12月20日 辛さ×1:甘さ×12=1:1 

 今回のタイトルは、批判メール1通で虚弱な精神のサイト運営者は参っていたが、12通の感想メールが来たので元気になった…ということではなく、かつてある人に言われた言葉より。

「モノを書く、意見を言うって事は、同じ内容でも必ず否定的な感想と好意的な感想の両方が出る。
 全員から好意的意見を引き出すのは不可能だと思った方がいい。
 それは大前提として覚えておけ。
 向上心があるなら誰だって否定感想で指摘された部分を直していこうとするが、そういうのも冷静に考えろよ。
 甘みという味覚よりも、塩辛さの方が12倍強く人間は感じる。
 それと同じように否定的な感想はお前の心に12倍の痛みで突き刺さるんだ。
 クレームが1あったとき、同じ個所に好意的な感想が12あるなら、それは短所ではない。お前の個性だ。直すな。
 たった一人の好みに合わせて12の好意的な読み手を喪うのは愚の骨頂だ」


 いい指導だったなーとふと思い出してメモ。…12:1の比率はあんま意味無いな。
 人気商売なら、事実誤認や言葉の用法ミス以外でクレームが来るのって、喜んで然るべきこと。そこまで人の心に何かを届けられるなんてバンバンザイよね。まぁ、プロバガンダでなく、娯楽作品やってる時には逆に強すぎる感情移入は凄い困るんだろうけど…とかいうようなちょい複雑な事象を考えると問題あるけど、とにかく真っ直ぐ前に進ませるにはいい説教だった。
 16日の雑記にあるような事、あれは素直に大喜びするべきよね、ホントなら。
 …余裕ないのね、ワシ。

12月21日 リーディング・ストーリィ 

 いわゆるカセットブック、ドラマCDと呼ばれるものには「音だけアニメ」と「ラジオドラマ」と「小説の朗読」の3つがあると私は勝手に分けている。
 「音だけアニメ」は第3次声優ブームとあかほりさとる、そしてOVAの衰退等といった事象が組み合わさって生まれた、セルがつかない音だけアニメの事である(注:あらゆる意味で偏見である)。
 ラジオドラマの脚本ではなく、アニメ脚本で演じられるので音を聞くだけでは状況がさっぱり分からない筈だが、アニメ脚本というものが市場に溢れる低予算アニメの、画面が無い、動かないといった不具合をその場のノリや声優の説明台詞で誤魔化す方向で進化している為、意外な事にさほどの違和感はなく、購買層のアニメファンには何の問題も無く、市場に受け入れられてしまった。
 如何に日本のアニメーションが貧乏臭く、そのせいで表現が狭められているかが良く分かるメディアである。
 「EVANGELION ADDITION」収録の『終局の続き』など、そのことを皮肉った「音無しアニメ」で、内容自体はつまらないが、形式そのものに自覚的で、それをギャグにしているというのは面白い。
#こういうセンスを業界やスポンサーへのルサンチマンでなく、作品製作へ使ってくれればなぁ…
 「音だけアニメ」は何処までいっても「絵が無いアニメ」「アニメの出来損ない」である為、どうあっても絵が付いたアニメや、音だけ、文章だけで物語る為に特化した「ラジオドラマ」や「朗読」より面白くなりようがないという、中途半端なものである。
 ゲームというメディアにおいて、それが映画の代用品として作られている限りはどんなに予算をかけたゲームでも映画そのものや、逆にゲームの特性を活かして製作された低予算ゲームより評価して貰えないのと似たような物であるな。
 「ラジオドラマ」は「君の名は」「宇宙戦争」「NHK青春アドベンチャー」なんかで有名な形式。
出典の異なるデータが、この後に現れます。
PR #604, opened 2021-07-29
send the expected payload to config as code channel create and update…

LeeMeyer:
… controllers

### DIFF
--- a/source/Octopus.Server.Client/Repositories/Async/ChannelRepository.cs
+++ b/source/Octopus.Server.Client/Repositories/Async/ChannelRepository.cs
@@ -62,7 +62,7 @@ namespace Octopus.Client.Repositories.Async
     public interface IChannelBetaRepository
     {
         Task<ChannelResource> Get(ProjectResource projectResource, string idOrHref, string gitRef = null);
-        Task<ChannelResource> Create(ProjectResource projectResource, ChannelResource channelResource, string gitRef = null);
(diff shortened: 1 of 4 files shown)


source/Octopus.Server.Client/Repositories/Async/ChannelRepository.cs
```diff
@@ -90,15 +90,23 @@ public async Task<ChannelResource> Get(ProjectResource projectResource, string i
...
             var link = projectResource.Link("Channels");
-            return await client.Create(link, channelResource, new { gitRef });
+
+            var commitResouce = new CommitResource<ChannelResource>
+            {
+                CommitMessage = commitMessage,
+                Resource = channelResource
+            };
+
+            return await client.Post<CommitResource, ChannelResource>(link, commitResouce, new { gitRef });
```
emilol, line 109: I notice our other Beta repos use `Put` ([example](https://github.com/OctopusDeploy/OctopusClients/blob/master/source/Octopus.Server.Client/Repositories/DeploymentProcessRepository.cs#L71)) - is this endpoint wired up the same way? Might be worth running a test of the client in linqpad to confirm.

LeeMeyer: @emilol but that one is modify and this one is create (I might be missing something)?

emilol: ah, my bad! Nope not you, I missed that this was a create 😅👍

emilol (approved):

PR #605, opened 2021-07-30
Remove GetAllRunbooks operation from beta repository

dylanlerch:
Runbooks are not yet version controlled, so the route for this operation has been removed. We'll re-add this in the future once we migrate Runbooks to version control.


emilol (approved):
LGTM 👍

source/Octopus.Server.Client/Repositories/ProjectRepository.cs
```diff
@@ -124,10 +124,6 @@ public ResourceCollection<RunbookResource> GetRunbooks(ProjectResource project,
 
         public IReadOnlyList<RunbookResource> GetAllRunbooks(ProjectResource project)
         {
-            if (project.PersistenceSettings is VersionControlSettingsResource)
```
dylanlerch, line 127: This check was only in the sync repository.

PR #608, opened 2021-08-05
Add modify commands for version-controlled resources

emilol:
and consolidate commit/non-commit requests into the same resource/command. 

This improves the migration story for anyone converting to source control, and lowers our maintenance burden by getting us one step closer to having consolidated endpoints for project-scoped routes that may or may not include a `{gitRef}`.

# Background

[Trello card](https://trello.com/c/vbcFEmA5/359-commit-message-middleware) (internal link), relates to https://github.com/OctopusDeploy/OctopusDeploy/pull/9735

# Results

These changes are backwards-compatible with our existing DB routes, but are a breaking change for our `{gitRef}`'d routes, because they remove the need for a `CommitResource` wrapper around Create and Modify requests.

## Before

API consumers would need to a branching code-path to deal with commit messages based on if `projectResource.IsVersionControlled`:

```csharp
public async Task<DeploymentProcessResource> Modify(ProjectResource projectResource, DeploymentProcessResource resource, string commitMessage = null)
{
    if (!projectResource.IsVersionControlled)
    {
        // DB requests get sent as a resource
        return await client.Update(projectResource.Link("DeploymentProcess"), resource);
    }

    // we change the shape of requests for Git resources
    var commitResource = new CommitResource<DeploymentProcessResource>
    {
        Resource = resource,
        CommitMessage = commitMessage
    };
    await client.Update(resource.Link("Self"), commitResource);
    return await client.Get<DeploymentProcessResource>(resource.Link("Self"));
}
```

## After

The same Modify/Create command can be used regardless of whether the resource is stored in got or not:

```csharp
public async Task<ChannelResource> Create(ProjectResource projectResource, ModifyChannelCommand command, string gitRef = null)
{
    if (!(projectResource.PersistenceSettings is VersionControlSettingsResource settings))
        // we send a command for DB
        return await repository.Channels.Create(projectResource, command);

    gitRef = gitRef ?? settings.DefaultBranch;

    var link = projectResource.Link("Channels");

    // same command for Git
    return await client.Create(link, command, new { gitRef });
}
```

### DIFF
--- a/source/Octopus.Client.Tests/PublicSurfaceAreaFixture.ThePublicSurfaceAreaShouldNotRegress..NETCore.approved.txt
+++ b/source/Octopus.Client.Tests/PublicSurfaceAreaFixture.ThePublicSurfaceAreaShouldNotRegress..NETCore.approved.txt
@@ -2300,6 +2300,18 @@ Octopus.Client.Model
     static System.String StepName
     static Dictionary<String, String> AsDisplaySettings(String)
   }
+  class CreateChannelCommand
+    Octopus.Client.Extensibility.IResource
+    Octopus.Client.Model.IAuditedResource
+    Octopus.Client.Extensibility.INamedResource
+    Octopus.Client.Extensibility.IHaveSpaceResource
+    Octopus.Client.Model.IHaveProject
+    Octopus.Client.Model.ICommitCommand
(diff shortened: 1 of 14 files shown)


zentron:
LGTM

音だけで如何に物語を表現するかという職人芸であり、時に映像のついた作品に優る。
 「朗読」はそのまんまやね。最近だと白倉由実が「リーディング・ストーリィ」と呼んで、ちょっと変わった形式でやっている。一人〜数人の女性声優が小説を掛け合うような形で読んでいき、台詞部分では演技するというかなんというかそんな感じでかなり良い。「飛ぶ教室、その他の短編」「夢から醒めない」等、幾つかCDが出ているので興味がある方は当たって見てくださいな。
 ただ、白倉節は癖があるんで、CFFで連載されていたONE&夢醒め二次創作「ONEから醒めない」なんかで予習した方が吉。あの空気が分かる方にならばおススメ。そうでないと辛いかな。
 …一人称のノベルゲームに声つけるなら、「リーディング・ストーリィ」形式でやったら面白いと思うのよね。台詞だけでなく、主人公の状況描写のモノローグ部分も朗読形式で声優に読ませるの。
 試しにKanonを自分で朗読してみたけど(マテ)、あの文章は朗読にも映える。
 プロローグ、突っかからずに朗読していくと、ちょうどBGMの「夢の跡」が二順して終わるんだよね(それは私だけかもしれないが)。そこからLastregretsっていうのはナカナカナカナカ。演劇系の友人がいる方は、画面を前に一緒にメッセージを朗読していくと面白いですよとか言ってみる。
 …人に見られたら死ぬほど恥ずかしいですが。

○ONEドラマCD
 さて、長々と書いてきたのは、ONEドラマCD感想を書く為の前振りだったり。
 方々で評判良かったので「音無しアニメ」では無いと思ってたんだけど、これ「ラジオドラマ」でも「朗読」でも無かったんだよね。
 一応ゲームのシナリオに沿ったストーリーみたいな物はあるんだけど、人物の紹介、状況の描写って物が無くて、ただ台詞の掛け合いという状況を切り取ったイメージクリップ(?)がラストまで続くといった趣。はっきりいって、ONEを知らない人間が聴いたら分けが分からないこと間違い無し。
 時間軸が分かりづらいんで(過去回想部分には微妙なエコーかけたりとかしてるんだけど)、ことによるとONEを知っている人間が聴いたって訳が分からない代物。
 だけどこれ、そんな事はどうでもいいんだよね。
 ゲームから切り出した個々のエピソードが声で表現されている、ていうそれがちゃんとできてるんで、ONEファンはそれだけで満足してしまうという…。
 いいラジオドラマだね、いい口頭演劇だね、なんて言ってよいのかどうかは正直言って分からない。
 ストーリー自体も好き嫌い別れると思われる(盟約の解釈とか)。
 でも、ゲーム内のシーンが声の演技で聞けるっていう、ただそれだけで全てのONEファンにとって、いいCDになるんだよなぁ…
 ONE知らない人でも理解できる、単体で完成する「音無しアニメ」or「ラジオドラマ」にせず、ゲーム内のシーンの声による演出っていうのに特化したCDを作ったというのは製作側の英断。ランダム再生してるだけで私なんかは幸せになれる。…皆口裕子のだよもん星人がこんなにハマるものだとは予想してなかったよお兄さん。
 かといって、ストーリーが無いシーンクリップのファンディスクって訳でもなく、聞く側で情景やキャラクター描写を勝手に補完していくと、ちゃんとストーリーは理解できる。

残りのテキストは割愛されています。